- **Task description**: Every entry should appear in your answer exactly as it does here.

- **Provided data**:
PR #6451, opened 2025-05-13
Extra information for the 'position' parameter.

williamlai2:
Extra information on the possible values for 'position'.

### DIFF
--- a/R/guide-legend.R
+++ b/R/guide-legend.R
@@ -18,6 +18,7 @@
 #'   guide overrides, and is combined with, the plot's theme.
 #' @param position A character string indicating where the legend should be
 #'   placed relative to the plot panels.
+     One of "top", "right", "bottom", "left", or "inside".
 #' @param direction  A character string indicating the direction of the guide.
 #'   One of "horizontal" or "vertical."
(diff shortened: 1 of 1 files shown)


R/guide-legend.R
```diff
@@ -18,6 +18,7 @@
 #'   guide overrides, and is combined with, the plot's theme.
 #' @param position A character string indicating where the legend should be
 #'   placed relative to the plot panels.
+     One of "top", "right", "bottom", "left", or "inside".
```
teunbrand, line 21: This line needs a roxygen comment `#'` in front.

teunbrand (changes requested):
Thanks for the PR! There are a few issues with the proposed changes.

* This seems to be based on the 3.5.2 version, can you merge in the main branch?
* The documentation needs to be regenerated with `devtools::document()`
* See comment below

R/guide-legend.R
williamlai2: Sure. I'll make the changes. I might close this one though and put in a new pull request though. I ran `devtools::document()` and there are are a lot of minor changes to the documentation for other functions, though I'll just add the relevant ones.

- **Exercise response**:
PR #6451, opened 2025-05-13
Extra information for the 'position' parameter.

williamlai2:
Extra information on the possible values for 'position'.

### DIFF
--- a/R/guide-legend.R
+++ b/R/guide-legend.R
@@ -18,6 +18,7 @@
 #'   guide overrides, and is combined with, the plot's theme.
 #' @param position A character string indicating where the legend should be
 #'   placed relative to the plot panels.
+     One of "top", "right", "bottom", "left", or "inside".
 #' @param direction  A character string indicating the direction of the guide.
 #'   One of "horizontal" or "vertical."
(diff shortened: 1 of 1 files shown)


R/guide-legend.R
```diff
@@ -18,6 +18,7 @@
 #'   guide overrides, and is combined with, the plot's theme.
 #' @param position A character string indicating where the legend should be
 #'   placed relative to the plot panels.
+     One of "top", "right", "bottom", "left", or "inside".
```
teunbrand, line 21: This line needs a roxygen comment `#'` in front.

teunbrand (changes requested):
Thanks for the PR! There are a few issues with the proposed changes.

* This seems to be based on the 3.5.2 version, can you merge in the main branch?
* The documentation needs to be regenerated with `devtools::document()`
* See comment below

R/guide-legend.R
williamlai2: Sure. I'll make the changes. I might close this one though and put in a new pull request though. I ran `devtools::document()` and there are are a lot of minor changes to the documentation for other functions, though I'll just add the relevant ones.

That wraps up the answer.